Шрифт:
Я ж не полудурок.
Я шёл культурно и приятно провести время, потому что поезд на Киев отправляется ровно в полночь.
Оперный театр во Львове – просто загляденье, дворец; молодцы построившие его поляки; но насчёт приятности, то фиг я угадал.
Там шла опера местного современного классического композитора о крестьянских волнениях XVI-го века. Творение в стиле «поедят!»
Но назвался груздем – полезай в кузов, и я отсидел от звонка до звонка.
К полуночи я вернулся на вокзал, открыл ячейку камеры хранения, а затем расстегнул портфель.
Шляпу я положил внутрь ячейки, а на голову плотно насадил серую кепку из портфеля.
Затем я его закрыл и вынул из ячейки, и нежно прикрыл её дверцу, да ещё и хмыкнул, представляя реакцию следующего её открывателя, когда уткнётся взглядом в одинокую шляпу без головы.
Иди и думай чт'o подумать…
Вернувшись в Конотоп я начал делать прощальные визиты – к брату Саше на Сосновскую, к сестре Наташе На Семь Ветров; вот только на Декабристов 13 не пошёл.
Всё-таки я полудурок.
Наташа на прощанье сделал мне богатый подарок – новое зимнее пальто серого сукна с каракулевым воротником. По-видимому, на Гену размер не подошёл, а мне оказалось впору.
Ещё я сходил в ЗАГС, чтобы мне в паспорте поставили штамп о разводе с Ирой, но меня послали в нежинский ЗАГС, по месту заключения брака.
Нежинский ЗАГС потребовал справку из конотопского народного суда, где расторгался наш брак.

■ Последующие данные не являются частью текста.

PR #957, opened 2021-05-17
VTCCA-4050: migrate error pages

PeterPerhac:


app/views/errors/technicalDifficulties.scala.html
```diff
@@ -18,22 +18,22 @@
...
+    <h1 class="govuk-heading-xl">@messages("global.error.InternalServerError500.heading")</h1>
 
-    <p>@messages("internalServerError.p.2")</p>
+    <p class="govuk-body">@messages("internalServerError.p.1")</p>
+    <p class="govuk-body">@messages("internalServerError.p.2")</p>
 
-    @reference.map { r =>
-        <p>@messages("internalServerError.reference", r)</p>
+    @for(ref <- reference){
+        <p class="govuk-body">@messages("internalServerError.reference", ref)</p>
```
darrell-plant, line 33: Out of interest, why prefer `for` over `map`?

app/views/errors/error.scala.html
```diff
@@ -16,12 +16,15 @@
 
 @import config.ApplicationConfig
 
-@(title: String, heading: String, message: String)(implicit request: RequestHeader, messages: Messages, config: ApplicationConfig)
+@this(mainLayout: views.html.mainLayout)
 
 
-    @main_template(title = title, topNavigation = false) {
+@(title: String, heading: String, message: String)(implicit request: Request[_], messages: Messages, config: ApplicationConfig)
```
darrell-plant, line 22: In the templates, we have a mixture of 
`(implicit request: RequestHeader,...`
and
`(implicit request: Request[_],...`

is it better we standardise and stick to one (RequestHeader)?

darrell-plant:
LGTDz 👍 (with a couple of questions)

app/views/errors/technicalDifficulties.scala.html
PeterPerhac: it's a nice pattern for dealing with Option type in Twirl templates. Looks cleaner. A `map` actually maps the Option[A] to an Option[B] and the result is not needed. Instead of `map` a `foreach` should be used as it's only doing a side-effect of writing some HTML to the output. I believe the `for` comprehension will eventually end up a `foreach` because there's no `yield` keyword. It's just nicer like this, and I read somewhere that this is the recommended way to optionally print things in a twirl template.

app/views/errors/error.scala.html
PeterPerhac: every Request extends a RequestHeader. In ErrorHandler we have to override methods that have RequestHeader in the signature and I can't magic up a Request from that. Had to update to RequestHeader in the places where it didn't compile. There may still be a few where a Request is asked for, but that can be updated to RequestHeader...

reddy-yattapu:
:+1:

– Послушайте,– сказал я,– у вас уже записано, что она со мной в разводе. Поставьте мне штамп на этом основании и дело с концом.
– Такой записи нет. Она к нам не обращалась.

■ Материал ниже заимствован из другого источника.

PR #960, opened 2021-06-08
VTCCA-4053-migrate-register-pages

zahiriqbal:


app/assets/javascripts/src/addressLookup.js
```diff
@@ -22,14 +22,26 @@
...
+            if($('.govuk-error-summary').length) {
                 showFields();
             }
         }
 
         function showLookupError() {
-            $('#postcodeSearchGroup').find('.error-message').remove();
-            $('#postcodeSearch').before('<p class="error-message">' + messages.errors.postcodeLookupError + '</p>').closest('.form-group').addClass('error');
+
+            var isContains = $('#postcodeSearchOnly').text().indexOf('Enter a valid postcode') > -1;
```
darrell-plant, line 32: `isContains` contains what? do you mean something like `isError`?

app/assets/javascripts/src/addressLookup.js
```diff
@@ -22,14 +22,26 @@
...
+
+    console.log(isContains)
```
darrell-plant, line 34: remove console logging

app/assets/javascripts/src/addressLookup.js
```diff
@@ -22,14 +22,26 @@
...
+    if(isContains == true){
```
darrell-plant, line 35: this is just ```if (contains)``` or ```if (isError)``` if you rename

app/views/createAccount/register_assistant_admin.scala.html
```diff
@@ -20,83 +20,122 @@
...
+@getEnrichedErrorLinks = @{
+model.errors.map{ error =>
+ErrorLink(href = Some(s"#${error.key}"),
+content = HtmlContent(s"${messages(s"label.${error.key}")} - ${messages(error.message)}") )}
+}
+@getFromDateFiledErrorMessage = @{
+(model.error("dob.day"), model.error("dob.month"), model.error("dob.year")) match
+{
+case (None, None, None ) => None
+case _                   => Some(ErrorMessage(content = Text(messages("error.common.invalid.date"))))
```
darrell-plant, line 43: shame about the formatting - I know not easy to do without the plugin

app/views/helpers/addressNew.scala.html
```diff
@@ -0,0 +1,131 @@
+@*
```
darrell-plant, line 1: we have to remember to rename this back to `address.scala.html` after Jack's ticket!

conf/application.conf
```diff
@@ -264,7 +264,7 @@ google-analytics {
 sign-out = {
   url = "/bas-gateway/sign-in"
   keep-alive-url = "/business-rates-property-linking/keep-alive"
-  timeout = 890
+  timeout = 89000
```
darrell-plant, line 267: reset this to 890!!

conf/messages
```diff
@@ -960,6 +971,7 @@ label.status=Status
 label.search=Search
 label.clear.search=Clear Search
 
+label.Address=<h1 class="govuk-heading-l">Address<h1/>
```
darrell-plant, line 974: why do we have html tags in here? They should be in the twirl template

conf/messages
```diff
@@ -1289,29 +1301,37 @@ create.success.personId=VOA Personal ID:
...
-enrolment.lastName = Last name
+label.mobilePhone = Mobile number
+optional.label = Optional
+enrolment.tradeName = <h1 class="govuk-heading-m">Trading name (Optional)</h1>
+enrolment.mobphone = <h1 class="govuk-heading-m">Mobile number</h1>
+enrolment.phone = <h1 class="govuk-heading-m">Telephone number</h1>
+enrolment.confirmedEmail = <h1 class="govuk-heading-m">Confirm email address</h1>
+enrolment.email = <h1 class="govuk-heading-m">Email address</h1>
+enrolment.firstName = <h1 class="govuk-heading-m">First name</h1>
+enrolment.lastName = <h1 class="govuk-heading-m">Last name</h1>
```
darrell-plant, line 1318: why do we have html tags in here? They should be in the twirl template
(and the others...)

conf/messages
zahiriqbal: @darrell-plant its used like this:  <th class="govuk-table__header">@messages("enrolment.organisation.name.label")</th> 

so I thought i'll put it in the message. 

Please let me know if this is not correct

conf/messages
zahiriqbal: Similar to the last ones i'm passing them like this: label = Label(content = HtmlContent(messages("enrolment.firstName"))),

@darrell-plant

conf/messages
darrell-plant: not correct :)

darrell-plant: also, follow existing conventions
`label.Address` should be `label.address`

conf/messages
WitchellJack: I've noticed some of our services use this method of having HTML within the Messages file - my last ticket I went through and removed the HTML which I was using. I think the Messages file should just be for plain text, although this does work and is done elsewhere, in my opinion we should keep our messages file strictly text only.

darrell-plant:
LGTDz 👍

app/views/createAccount/registration_confirmation.scala.html
```diff
@@ -22,26 +22,32 @@
...
-            <p>@messages("create.success.keepUsingGg")</p>
+@(id: String, affinityGroup: AffinityGroup, credentialRole: CredentialRole)(implicit request: Request[_], messages: Messages, config: ApplicationConfig)
 
-            @if(affinityGroup != Individual && credentialRole != Assistant) {
-                <p>@Html(Messages("account.confirmation.addToGG", routes.Application.addUserToGG()))</p>
-            }
+@mainLayout(pageTitle = messages("account.confirmation.title"), mainClass = Some("govuk-grid-column-full")) {
 
-            <p>@Html(Messages("account.confirmation.disclaimer"))</p>
+<div class="grid-row">
```
habeeb01, line 34: you don't need these 2 outer divs

app/views/createAccount/register_assistant.scala.html
```diff
@@ -21,72 +21,94 @@
...
+
+@getEnrichedErrorLinks = @{
+    model.errors.map{ error =>
+    ErrorLink(href = Some(s"#${error.key}"),
+    content = HtmlContent(s"${messages(s"label.${error.key}")} - ${messages(error.message)}") )}
+}
+
+@mainLayout(pageTitle = messages("assessments.title"), mainClass = Some("govuk-grid-column-full")) {
+
+<div class="grid-row">
```
habeeb01, line 43: you don't need these 2 outer divs (same in the other pages)

app/views/createAccount/register_organisation.scala.html
```diff
@@ -19,138 +19,197 @@
...
-                @inputText(
-                    field = model(keys.email),
-                    '_label -> Messages("enrolment.emailAddress"),
-                    '_help -> Messages("enrolment.emailAddress.hint"),
-                    '_labelClass -> "form-label-bold",
-                    '_showConstraints -> false,
-                    'class -> "form-control",
-                    '_value -> organisationFieldData.email
-                )
+    <div class="govuk-body">
```
habeeb01, line 48: you don't need these 2 outer divs

app/views/createAccount/register_assistant.scala.html
darrell-plant: good point!

habeeb01: @zahiriqbal after you have removed the 2 outer divs...do not pass "mainClass" tp mainLayout, mainLayout is already "govuk-grid-column-two-thirds" by default

darrell-plant: unless he needs `govuk-grid-column-full` 🤷 (as he was using both previously I'm not sure which one was actually applied)

habeeb01: i think the page was previously "column-two-thirds" so I'll assume we are not looking to change that

darrell-plant: yeah - should keep the original 👍 (just a bit confused by Z's layout :) )

habeeb01:
LGTM 👍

Вот так они меня оглаушили.
Пришлось ехать в Конотоп, брать справку в суде и везти обратно.
Мотаясь электричками туда-сюда, я думал: опояшет ли экватор километраж наезженный мною в поездах?

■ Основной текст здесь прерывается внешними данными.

PR #961, opened 2021-06-08
Vtcca 4057 - Migrate update details pages

WitchellJack:


app/assets/javascripts/src/addressLookup.js
```diff
@@ -28,8 +28,19 @@
         }
 
         function showLookupError() {
-            $('#postcodeSearchGroup').find('.error-message').remove();
-            $('#postcodeSearch').before('<p class="error-message">' + messages.errors.postcodeLookupError + '</p>').closest('.form-group').addClass('error');
+            var isContains = $('#postcodeSearchOnly').text().indexOf('Enter a valid postcode') > -1;
```
darrell-plant, line 31: this is a copy of Zahir's which I have commented on in his PR. I think in this case it would have been better to wait for Zahir's PR before raising this

darrell-plant: just make sure you keep yours inline with Zahir's changes

WitchellJack: have updated this now to match Zahirs 👍🏻

habeeb01:
LGTM 👍

app/views/details/updateAddress.scala.html
```diff
@@ -19,27 +19,35 @@
...
 @(model: UpdateDetailsVM)(implicit request: Request[_], messages: Messages, config: ApplicationConfig)
 
-@main_template(
-    Messages("updateAddress.title"),
-    topBackLink = true,
-    bottomBackLink = true,
-    backLinkUrl = Some(controllers.manageDetails.routes.ViewDetails.show().url)
+@mainLayout(
+    pageTitle = Messages("updateAddress.title"),
+    mainClass = Some("govuk-grid-column-two-thirds"),
```
darrell-plant, line 28: `govuk-grid-column-two-thirds` is the default css class in mainLayout, so this is not needed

Ещё я думал: почему Ира столько лет не ставит в своём паспорте штамп о разводе?
Наверное, чтобы добавить остроты ощущений в своих отношениях с другими. Типа, по-прежнему наставляет рога своему мужу-геологу, пока он в отъезде.
А потом я вдруг понял почему мне всегда так нравилась сцена последнего расставания Д‘Aртаньяна с Рошфором в романе «Двадцать лет спустя».
– Иди, старый дьявол,– с грустной улыбкой произнёс Д‘Aртаньян,
глядя вслед удалявшемуся Рошфору. – Иди. Всё равно, нет уж больше Констанции…
Я понял, что Констанция – это Ира и я. Только не по отдельности, а вместе.
Констанция – это мы, когда ещё мучили друг друга своею любовью.
Потом я поехал в Сумы. Сводил Леночку в кино на «Фанфана-Тюльпана», только в этой роли был уже Ален Делон.
В парке мы покормили лебедей, бросали им с моста кусочки пирожка с капустой, потом и сами сходили в ресторан. Для неё там всё было в диковинку.
Она проводила меня на вокзал и расплакалась на прощанье.
Красивая, на мать похожа, только волосы как у меня.
На следующий день я пошёл на улицу Гоголя 25 и отдал Саше Плаксину свой чёрный дембельский дипломат заряженный словарями и ещё парой книг.
Мы условились, что он вышлет их мне, когда где-нибудь обоснуюсь и сообщу ему адрес.
Конотоп провожал меня угрюмым холодом и ветром, но пальто от Наташи грело очень даже хорошо и я поехал в Нежин, чтобы вернуть Жомниру книгу рассказов Селинджера.
Спортивную сумку с одеждой и прочими вещами я запер в камере хранения на вокзале и с одним портфелем поехал на улицу Шевченко.
На мой звонок дверь не открылась, наверно он и Мария Антоновна вышли куда-то в гости.
Я поехал в центр города, в новый кинотеатр «Космос» напротив универмага.
Там шла какая-то фигня про Синдбада-морехода производства студии «Узбекфильм», но мне просто нужно было убить время.
Я сел и поставил портфель под сиденье.
Место слева заняла женщина моих лет, по наклонному проходу справа бегала девочка лет четырёх.
Её мать, сидевшая в передних рядах, звала её вернуться, но она не слушалась, а всё бегала и кричала, тому или другому из входящих зрителей: «папа!», но его среди них не было.